Impact. A Briefe and True Report of the New Found Land of Virginia sold perhaps two or three hundred copies. However, it was republished two years later complete with engravings of the detailed and naturalistic paintings made by White. The second edition, undertaken by the Flemish printer and engraver Theodor de Bry, was translated into Latin, French, German, and reissued in English. With the addition of the drawings and the accessibility that different translations offered, the book became incredibly popular and was reissued for several decades. Indeed, the story of the first Roanoke colony became standard reading among a literate European population that was fascinated by the New World. One of the most avid readers was John Smith, who later governed the Jamestown colony. Not only did he prefigure his behavior based on what Harriot wrote, but also he took the volume as a model and patterned his own writings about Virginia after it. Harriot’s small book also transformed the way Europeans wrote about the New World. Instead of simply describing native behaviors and the flora and the fauna, those who followed Harriot began to rationalize native cultures and to develop scientifically based interpretations of the land and its human, animal, and vegetable inhabitants in order to calculate the wealth that they might extract from their colonies.

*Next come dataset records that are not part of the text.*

PR #245, opened 2023-08-29
chore: disable analytics & sentry when fedramp [HEAD-677]

bastiandoetsch:
### Description

### Checklist

- [ ] Linted
- [ ] CHANGELOG.md updated

### Screenshots / GIFs

### DIFF
--- a/Snyk.Common/Settings/ISnykOptions.cs
+++ b/Snyk.Common/Settings/ISnykOptions.cs
@@ -14,6 +14,8 @@
         /// </summary>
         AuthenticationToken ApiToken { get; }
 
+        bool IsFedramp();
+
         /// <summary>
         /// Gets or sets a value indicating whether CLI custom endpoint parameter.
         /// </summary>
--- a/Snyk.VisualStudio.Extension.Shared/CLI/SnykConsoleRunner.cs
+++ b/Snyk.VisualStudio.Extension.Shared/CLI/SnykConsoleRunner.cs
@@ -1,4 +1,6 @@
-﻿namespace Snyk.VisualStudio.Extension.Shared.CLI
+﻿using Snyk.Common.Settings;
+
+namespace Snyk.VisualStudio.Extension.Shared.CLI
 {
     using System;
     using System.Collections;
@@ -17,10 +19,12 @@
 
         private bool isStopped = false;
         private readonly string ideVersion;
+        private readonly ISnykOptions options;
 
-        public SnykConsoleRunner(string ideVersion = "")
+        public SnykConsoleRunner(ISnykOptions options, string ideVersion = "")
         {
             this.ideVersion = ideVersion;
+            this.options = options;
         }
 
         /// <summary>
@@ -74,6 +78,11 @@
                 }
             }
 
+            if (!this.options.UsageAnalyticsEnabled || this.options.IsFedramp())
+            {
+                processStartInfo.EnvironmentVariables["SNYK_CFG_DISABLE_ANALYTICS"] = "1";
+            }
+            
             processStartInfo.EnvironmentVariables["SNYK_INTEGRATION_NAME"] = SnykExtension.IntegrationName;
             processStartInfo.EnvironmentVariables["SNYK_INTEGRATION_VERSION"] = SnykExtension.Version;
             processStartInfo.EnvironmentVariables["SNYK_INTEGRATION_ENVIRONMENT_NAME"] = SnykExtension.IntegrationName;
--- a/Snyk.VisualStudio.Extension.Shared/Service/SentryService.cs
+++ b/Snyk.VisualStudio.Extension.Shared/Service/SentryService.cs
@@ -34,17 +34,34 @@
                 scope.SetTag("vs.version", vsVersion.ToString());
                 scope.SetTag("vs.edition", this.serviceProvider.DTE.Edition);
             });
+
+            // disable sentry if no usage analytics or fedramp 
+            if (!this.serviceProvider.Options.UsageAnalyticsEnabled || this.serviceProvider.Options.IsFedramp())
+            {
+                DiscardEventCallback();
+            }
         }
 
         /// <inheritdoc/>
         public void SetSolutionType(SolutionType solutionType)
         {
-            LogManager.SentryConfiguration.BeforeSend = sentryEvent =>
+            if (!this.serviceProvider.Options.UsageAnalyticsEnabled || this.serviceProvider.Options.IsFedramp())
             {
-                sentryEvent.SetTag("vs.project.type", solutionType.ToString());
+                DiscardEventCallback();
+            }
+            else
+            {
+                LogManager.SentryConfiguration.BeforeSend = sentryEvent =>
+                {
+                    sentryEvent.SetTag("vs.project.type", solutionType.ToString());
+                    return sentryEvent;
+                };
+            }
+        }
 
-                return sentryEvent;
-            };
+        private static void DiscardEventCallback()
+        {
+            LogManager.SentryConfiguration.BeforeSend = _ => { return null; };
         }
     }
 }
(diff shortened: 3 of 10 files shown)


Snyk.VisualStudio.Extension.Shared/CLI/SnykConsoleRunner.cs
```diff
@@ -74,6 +78,11 @@ public virtual Process CreateProcess(string fileName, string arguments, StringDi
                 }
             }
 
+            if (!this.options.UsageAnalyticsEnabled || this.options.IsFedramp())
```
PeterSchafer, line 81: Question: Why don't we just extend the getter for UsageAnalyticsEnabled to return different values depending on IsFedramp().

bastiandoetsch: Because I didn't want to mix the UsageAnalyticsSetting with Fedramp. When we move to a different analytics/logging provider or mechanism we just have to remove the check for isFedramp(). It's semantically different, so I didn't integrate it. Thought about it, though.

PeterSchafer: Thank you for sharing your thoughts! I think I don't completely subscribe to them as it feels a bit like a premature optimization. But taking this view, I was wondering if [this line](https://github.com/snyk/snyk-visual-studio-plugin/blob/e3c60f930ae126f803b6b32011c1411f64611798/Snyk.VisualStudio.Extension.Shared/UI/Toolwindow/SnykToolWindowControl.xaml.cs#L690) was missed, shouldn't it contain the additional check as well?

Snyk.VisualStudio.Extension.Shared/Service/SentryService.cs
```diff
@@ -34,17 +34,34 @@ public async Task SetupAsync()
...
+                    return sentryEvent;
+                };
+            }
+        }
 
-                return sentryEvent;
-            };
+        private static void DiscardEventCallback()
+        {
+            LogManager.SentryConfiguration.BeforeSend = _ => { return null; };
```
PeterSchafer, line 64: Question: why is this now necessary as it wasn't there before.

Snyk.VisualStudio.Extension.Tests/SnykCliTest.cs
```diff
@@ -177,28 +180,16 @@ public async Task SnykCliTest_BuildArguments_WithAllOptionsAsync()
...
-                   .Setup(options => options.IsScanAllProjectsAsync())
-                   .ReturnsAsync(true);
+                .Setup(options => options.IsScanAllProjectsAsync())
+                .ReturnsAsync(true);
 
             var cli = new SnykCli(this.optionsMock.Object);
 
             Assert.Equal(
-                "--json test --insecure --org=test-snyk-organization --ignore-policy --all-projects --DISABLE_ANALYTICS",
+                "--json test --insecure --org=test-snyk-organization --ignore-policy --all-projects",
```
PeterSchafer, line 189: Suggestion: There should be an additional check for the changed logic. Ensuring that the Environment Variable is set.

Snyk.VisualStudio.Extension.Shared/Settings/SnykGeneralOptionsDialogPage.cs
```diff
@@ -84,6 +84,22 @@ private AuthenticationToken CreateAuthenticationToken(string token)
...
+        public bool IsFedramp()
+        {
+            var endpoint = this.customEndpoint;
+            if (endpoint.IsNullOrEmpty())
+            {
+                return false;
+            }
+
+            var endpointUri = new Uri(endpoint);
+            return endpoint.ToLower().Contains("fedramp") && endpointUri.Host.EndsWith("snykgov.io");
```
PeterSchafer, line 101: Question: Are we sure that these two checks needs to use logical and? I think only the latter should be correct.

Snyk.VisualStudio.Extension.Shared/CLI/SnykConsoleRunner.cs
bastiandoetsch: Added :)

Snyk.VisualStudio.Extension.Shared/Service/SentryService.cs
bastiandoetsch: It was a bug. Sentry was not respecting the analytics setting.

Snyk.VisualStudio.Extension.Shared/Settings/SnykGeneralOptionsDialogPage.cs
bastiandoetsch: I can remove the fedramp part as discussed

Snyk.VisualStudio.Extension.Shared/Settings/SnykGeneralOptionsDialogPage.cs
```diff
@@ -104,6 +120,11 @@ public string CustomEndpoint
                     return;
                 }
 
+                if (IsFedramp())
+                {
+                    this.UsageAnalyticsEnabled = false;
```
PeterSchafer, line 125: Question: not sure if this is wanted, as it seems to change the settings value.

PeterSchafer: also the order here is a bit tricky, IsFedramp() uses the previous value not the value it is about to set.

PeterSchafer (approved):

Snyk.Common/Settings/ISnykOptions.cs
```diff
@@ -14,6 +14,8 @@ public interface ISnykOptions
         /// </summary>
         AuthenticationToken ApiToken { get; }
 
+        bool IsFedramp();
```
asaf92, line 17: Usually when you have `FooType GetFoo()`, it's idiomatic to use a getter only auto-property, so `FooType Foo { get; }`

Snyk.VisualStudio.Extension.Shared/CLI/SnykConsoleRunner.cs
asaf92: On the one hand I think it's better to use `IsFedramp()` in the `UsageAnalyticsEnabled` getter. The alternative is to remember to check `IsFedramp` everywhere which is somewhat fragile. If we change the logic of when analytics is allowed/disabled, it's better to change it in a single place. 

`options.UsageAnalyticsEnabled` answers the question "Should/can analytics be used", it doesn't have to be a one-to-one mapping to the user settings. We can rename it to `AnalyticsEnabled` or something.

On the other hand, it would require some work on the settings page that I wouldn't want to creep into this PR, because this property also has a setter.

Snyk.VisualStudio.Extension.Shared/Settings/SnykGeneralOptionsDialogPage.cs
```diff
@@ -84,6 +84,22 @@ private AuthenticationToken CreateAuthenticationToken(string token)
...
+        {
+            var endpoint = this.customEndpoint;
+            if (endpoint.IsNullOrEmpty())
+            {
+                return false;
+            }
+
+            var endpointUri = new Uri(endpoint);
+            return endpointUri.Host.ToLower().EndsWith("snykgov.io");
+        }
```
asaf92, line 102: (Suggestion) 
You can also do something like this:
```suggestion
        public bool IsFedramp() => > Uri.TryCreate(this.customEndpoint, UriKind.Absolute, out var uri) &&
                                 uri.Host.ToLower().EndsWith("snykgov.io");
```

It's shorter and handles any error in the URI parsing (like invalid format). I recently added code to the `CustomEndpoint` setter to avoid invalid URIs, but it's better to be safe anyway.

asaf92 (approved):
Left some suggestions

CALISOULB (approved):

Later Years. Unlike White, Harriot did not return for the second Roanoke colony. Instead he became a favorite in the household of Henry, earl of Northumberland. Although he corresponded with Johannes Kepler, the famous German astronomer and mathematician, Harriot failed to make any further contribution to the sciences. He died of cancer of the nose in 1621.
Thomas Harriot, A Briefe and True Report of the New Found Land of Virginia: The Complete 1590 Theodor de Bry Edition (New York: Dover, 1972);
David Beers Quinn, Set Fair for Roanoke: Voyages and Colonies, 1584–1606 (Chapel Hill: University of North Carolina Press, 1985).